Foto: Irakli Gedenidze/REUTERS
Größte Etikettensammlung der Welt

Georgien, Land der Bauern. Vielleicht leitet sich der Name auch vom Heiligen Georg ab, Land der Weinbauern ist Georgien in jedem Fall, der Wein nämlich wurde dort erfunden. Vor groben 8.000 Jahren ging er auf Wanderschaft, mit im Gepäck: das Wort »Wein«, übernommen von den Sprachen der indoeuropäischen Familie. Wer wissen will, wie dieser Prototyp geschmeckt hat, kann das durchgegorene Fabrikat probieren, das heute als »Orangewein« verkauft wird, doch ich rate ab.

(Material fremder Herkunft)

PR #2465, opened 2024-07-09
2417 dedicated rabbitmq for query results

cogross:
Create a dedicated rabbitmq for the query results to use.  It leaves the other one in place.


cogross:
stopped working after a rebase - new one pushed.

PR #2472, opened 2024-07-16
Adds github action that runs docker compose tests against the latest snapshots

### LINKED ISSUE #2439: Create a github action which runs docker compose tests with everything set to the latest snapshot
After we standardize our version property names via #2436 we should create a github action which changes every one of our datawave dependency versions to be the latest snapshot.  Then we should run the docker compose build, and the testAll script to see if the latest version of each of the services works together.

foster33:
This PR creates a github action which runs docker compose tests with all dependencies that have `<groupId>'s` that fall into `gov.nsa.*`. All of those dependencies are also updated to the latest SNAPSHOT

Closes #2439


.github/workflows/tests.yml
```diff
@@ -150,6 +150,90 @@ jobs:
...
+          cd scripts
+          ./testAll.sh
+
+      - name: Dump Logs
+        if: failure()
+        run: |
+          cd docker
+          docker compose logs
+
+      - name: Docker Compose Cleanup
```
jwomeara: We can probably get rid of this section.  Cleanup doesn't matter since it is a docker container.  This was a goof on my part.

jwomeara (dismissed):

.github/workflows/tests.yml
foster33: removed this section in latest commit

jwomeara (dismissed):

.github/workflows/tests.yml
```diff
@@ -150,6 +150,84 @@ jobs:
...
+          sudo rm -rf $AGENT_TOOLSDIRECTORY
+      - name: Checkout Code
+        uses: actions/checkout@v3
+        with:
+          submodules: 'recursive'
+      - name: Set up JDK ${{env.JAVA_VERSION}}
+        uses: actions/setup-java@v3
+        with:
+          distribution: ${{env.JAVA_DISTRIBUTION}}
+          java-version: ${{env.JAVA_VERSION}}
```
jsduncan2, line 170: I think we want to add the following lines here:
```suggestion
          java-version: ${{env.JAVA_VERSION}}
          maven-version: 3.9.5
          cache: 'maven'
```
And then we can remove the `actions/cache@v3` step (following this commit ea54c50592dd66723f1209791816e57fe1ed2e3c).

jsduncan2 (changes requested):

.github/workflows/tests.yml
foster33: Made these changes in my latest commit.

jsduncan2 (approved):

jwomeara (approved):

PR #2474, opened 2024-07-17
feature/mapService

jwomeara:
i pulled some logic out of the query module and into their own modules, with minimal dependencies

the new modules are
- datawave-core-exceptions
- datawave-core-geo
- datawave-core-jexl
- datawave-core-language

i wanted to be able to parse lucene and jexl queries, do some minimal jexl visitation, and obviously use some geo logic without having to include EVERYTHING in query-core

unfortunately pulling logic out of query-core means a lot of downstream changes

so many things needed to be updated, but it's mostly just package name changes


core/geo/src/main/java/datawave/core/geo/function/geo/ZIndexGeoFunctionDetails.java
```diff
@@ -0,0 +1,83 @@
...
+
+    public ZIndexGeoFunctionDetails(String name, Set<String> fields, double minLon, double maxLon, double minLat, double maxLat) {
+        this.name = name;
+        this.fields = fields;
+
+        // is the lower left longitude greater than the upper right longitude?
+        // if so, we have crossed the anti-meridian and should split
+        queryGeometry = new ArrayList<>();
+        if (minLon > maxLon) {
+            queryGeometry.add(new BoundingBox(minLon, MAX_LON, minLat, maxLat));
```
alerman, line 35: This logic looks to be repetitive. Consider moving to helper function

core/geo/src/main/java/datawave/core/geo/function/geo/NumericIndexGeoFunctionDetails.java
```diff
@@ -0,0 +1,147 @@
...
+
+    public NumericIndexGeoFunctionDetails(String name, String lonField, String latField, double minLon, double maxLon, double minLat, double maxLat) {
+        this.name = name;
+        this.lonField = lonField;
+        this.latField = latField;
+
+        // is the lower left longitude greater than the upper right longitude?
+        // if so, we have crossed the anti-meridian and should split
+        boundingBoxes = new ArrayList<>();
+        if (minLon > maxLon) {
```
alerman, line 48: This logic looks to be repetitive. Consider moving to helper function

core/geo/src/main/java/datawave/core/geo/utils/GeoQueryConfig.java
```diff
@@ -0,0 +1,159 @@
...
+        return geoMaxExpansion;
+    }
+
+    public boolean isOptimizeGeoRanges() {
+        return optimizeGeoRanges;
+    }
+
+    public static class Builder {
+        // geowave configuration
+        private int geowaveMaxEnvelopes = 4;
```
alerman, line 69: Are these configurable, and just the defaults are hardcoded here?

core/geo/src/main/java/datawave/core/geo/utils/GeoUtils.java
```diff
@@ -0,0 +1,617 @@
...
+        return shapeFactory.createCircle();
+    }
+
+    public static Polygon createRectangle(double minLon, double maxLon, double minLat, double maxLat) {
+        List<Coordinate> coordinates = new ArrayList<>();
+        coordinates.add(new CoordinateXY(minLon, minLat));
+        coordinates.add(new CoordinateXY(maxLon, minLat));
+        coordinates.add(new CoordinateXY(maxLon, maxLat));
+        coordinates.add(new CoordinateXY(minLon, maxLat));
+        coordinates.add(new CoordinateXY(minLon, minLat));
```
alerman, line 545: duplocate of 546? intentional or copy/paste error?

core/jexl/src/main/java/datawave/core/query/jexl/JexlASTHelper.java
```diff
@@ -0,0 +1,1794 @@
...
+                return range;
+            }
+
+            if (marked)
+                throw new DatawaveFatalQueryException("A bounded range must contain bounds with comparable types");
+            return null;
+        }
+    }
+
+    public static LiteralRange<String> getStringBoundedRange(JexlNode[] children, LiteralRange<String> range) {
```
alerman, line 1100: Would it be possible to genericize these similar methods?

core/jexl/src/main/java/datawave/core/query/jexl/JexlASTHelper.java
```diff
@@ -0,0 +1,1794 @@
...
+    /**
+     * Iterate through provided node's ancestors and return true if any are an instance of ASTNotNode.
+     *
+     * @see org.apache.commons.jexl3.parser.ASTNotNode
+     *
+     * @param node
+     *            a JexlNode
+     * @return True if any ancestor is an instance of ASTNotNode. If not, then False.
+     */
+    public static boolean isDescendantOfNot(JexlNode node) {
```
alerman, line 1335: Should all of thiese just call isDescendantOfNodeType and pass the appropriate type?

core/geo/src/main/java/datawave/core/geo/utils/GeoQueryConfig.java
jwomeara: they are configurable

core/geo/src/main/java/datawave/core/geo/utils/GeoUtils.java
jwomeara: intentional.  that's how polygon definitions work

core/jexl/src/main/java/datawave/core/query/jexl/JexlASTHelper.java
jwomeara: these aren't methods created by me.  they are just moved from their previous location

core/jexl/src/main/java/datawave/core/query/jexl/JexlASTHelper.java
jwomeara: same comment as above.  i didn't recreate any of this, i just moved it to a different file

core/geo/src/main/java/datawave/core/geo/function/AbstractGeoFunctionDetails.java
```diff
@@ -0,0 +1,132 @@
...
+        }
+
+        JexlNode finalNode;
+        if (!orNodes.isEmpty()) {
+            finalNode = orNodes.size() > 1 ? JexlNodeFactory.createOrNode(orNodes) : orNodes.get(0);
+        } else {
+            finalNode = new ASTTrueNode(ParserTreeConstants.JJTTRUENODE);
+        }
+
+        return finalNode;
```
apmoriarty, line 59: When a method ends on conditionally building a junction, I'm partial to the following syntax
```java
switch(orNodes.getNumChildren()){
  case 0:
    return new ASTTrueNode();
  case 1:
    return orNodes.get(0);
  default:
    return JexlNodeFactory.createOrNode(orNodes);
}
```

jwomeara: i don't think what you have is any more/less readable than what i currently have.  the current logic is less lines of code though.

i don't like multiple return statements in a method either.

core/geo/src/main/java/datawave/core/geo/utils/GeoQueryConfig.java
```diff
@@ -0,0 +1,159 @@
...
+    }
+
+    @Override
+    public boolean equals(Object o) {
+        if (this == o)
+            return true;
+        if (o == null || getClass() != o.getClass())
+            return false;
+        GeoQueryConfig that = (GeoQueryConfig) o;
+        return geowaveMaxEnvelopes == that.geowaveMaxEnvelopes && geometryMaxExpansion == that.geometryMaxExpansion
```
apmoriarty: Opportunity to place each variable on it's own line, similar to what you did with the shard query config/logic?

core/geo/src/test/java/datawave/core/geo/utils/GeoWaveUtilsTest.java
```diff
@@ -0,0 +1,232 @@
...
+import org.locationtech.jts.geom.Polygon;
+import org.locationtech.jts.io.WKTReader;
+
+import datawave.data.normalizer.GeometryNormalizer;
+import datawave.data.normalizer.PointNormalizer;
+
+public class GeoWaveUtilsTest {
+
+    // add tests that showcase geo fields used in geowave functions
+    // add tests that showcase geowave fields used in geo functions
```
apmoriarty: Are these outstanding TODO items? If so, do they need to be completed as part of this work or can it be future work?

core/language/src/main/java/datawave/core/query/language/builder/jexl/FieldQueryNodeBuilder.java
```diff
@@ -16,26 +29,13 @@
...
-import org.apache.lucene.queryparser.flexible.core.builders.QueryBuilder;
-import org.apache.lucene.queryparser.flexible.core.nodes.EscapedNodes;
-import org.apache.lucene.queryparser.flexible.core.nodes.FieldQueryNode;
-import org.apache.lucene.queryparser.flexible.core.nodes.FuzzyQueryNode;
-import org.apache.lucene.queryparser.flexible.core.nodes.QueryNode;
-import org.apache.lucene.queryparser.flexible.core.nodes.QuotedFieldQueryNode;
-import org.apache.lucene.queryparser.flexible.core.util.UnescapedCharSequence;
-import org.apache.lucene.search.TermQuery;
-
 import com.google.common.collect.Sets;
```
alerman, line 32: Should we put all the imports above the license comment?

warehouse/query-core/src/main/java/datawave/query/jexl/JexlASTHelper.java
```diff
@@ -1657,7 +57,7 @@ public static boolean isIndexed(JexlNode node, ShardQueryConfiguration config) {
         Preconditions.checkNotNull(indexedFieldsDatatypes);
```
apmoriarty, line 57: Can you briefly walk me through the thought process behind having two JexlASTHelpers? If I'm going to add a method to a JexlASTHelper, what's the criteria for placing a method in the core-query instance vs. the query-core instance?

core/language/src/main/java/datawave/core/query/language/builder/jexl/FieldQueryNodeBuilder.java
jwomeara: i have no idea.  that's just the import sorting plugin at work.

core/geo/src/test/java/datawave/core/geo/utils/GeoWaveUtilsTest.java
jwomeara: these comments can be removed.

core/geo/src/main/java/datawave/core/geo/utils/GeoQueryConfig.java
jwomeara: doesn't matter to me.  we are consistently inconsistent throughout the code.

core/language/src/main/java/datawave/core/query/language/builder/jexl/FieldQueryNodeBuilder.java
jwomeara: also, these are all deprecated.  that being said... as you wish.

warehouse/query-core/src/main/java/datawave/query/jexl/JexlASTHelper.java
jwomeara: If you look at datawave.query.jexl.JexlASTHelper you will notice that all of the methods in this class (aside from the two at the end added by Charlie after I made this PR) depend on at least one class in datawave-query-core.  Some examples are RangeStream, JexlArgumentDescriptorFactory, and IndexStatsClient).  Those classes are more query-specific than they are jexl-generic, and thus don't really belong in the datawave-core-jexl module.  I also don't want datawave-core-jexl to have a dependency on datawave-query-core, so the only option would be to move those classes into yet another separate module (and deal with all of the implications of that) or extend JexlASTHelper in datawave-query-core to 1) maintain backwards compatibility, and 2) provide a JexlASTHelper class which has access to those constructs.  

I think an argument could be made that JexlASTHelper has become somewhat of a dumping ground, and that those methods in datawave.query.jexl.JexlASTHelper could and probably should be moved into a class other than JexlASTHelper.  If we ever achieve that, then we will be back to having a single JexlASTHelper.

ivakegg:
Put into the backlog and the ticket is being reprioritized.

PR #2475, opened 2024-07-18
Update Deprecated Accumulo API Calls

SethSmucker:
Replace deprecated Accumulo API calls that have a direct replacement.


billoley:
A better title might be:

Replace deprecated org.apache.commons.cli.Option calls

SethSmucker:
There are a few other updates that may be added along side the `org.apache.commons.cli.Option` call updates. Do you think it would be better to keep them within the same PR or break them into individual PRs?

PR #2476, opened 2024-07-18
Corrected logic in how negated, null, and not null terms are handled …

apmoriarty:
…by the IngestTypeVisitor and IngestTypePruningVisitor.

Added stochastic integration test for the IngestTypeVisitor

Updated QueryGenerator to support fine-grained query generation

Added concept of internal vs. external visits for the IngestTypeVisitor. Internal visits will return the effective types for a node or subtree (the types for executable terms), while an external visit will return all types regardless of a term's executability state.


alerman (approved):

avgAGB (approved):

jwomeara (approved):
i don't see any obvious query microservice breakages...

PR #2478, opened 2024-07-19
Fixed off-by-one error that would prevent final ssdeep ngram generation

drewfarris:


apmoriarty (approved):

austin007008 (approved):

jwomeara (approved):
looks safe from a query microservices perspective

PR #2479, opened 2024-07-22
CompositeQueryLogicTransformer must implement WritesQueryMetrics interface, gather stats from delegates

billoley:
Query logics using the CompositeQueryLogicTransformer are not populating sourceCount, seekCount, nextCount, yieldCount, fiRanges, docRanges in the query metric because CompositeQueryLogicTransformer doesn't implement the WritesQueryMetrics interface.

Ein anderer Exportschlager Georgiens: Stalin. Und tatsächlich meldete der französische Nachrichtensender BFM TV am Wochenende, die Regierung Georgiens habe beschlossen, Stalins Weinkeller zu öffnen. Nicht die Weine, nur den Keller. Rund 40.000 Flaschen soll er enthalten, was schon passt. Immerhin war Stalin, nach Meinung Stalins, auch beruflich von Flaschen umgeben, der Besuch im Keller dürfte vertraute Gefühle gestiftet haben. Die Abfüllungen, die zum Teil noch aus den Sammlungen der Zaren Alexander III. und Nikolaus II. stammen, harren der Versteigerung. Mit dem Erlös soll eine Schule für Önologie gegründet werden.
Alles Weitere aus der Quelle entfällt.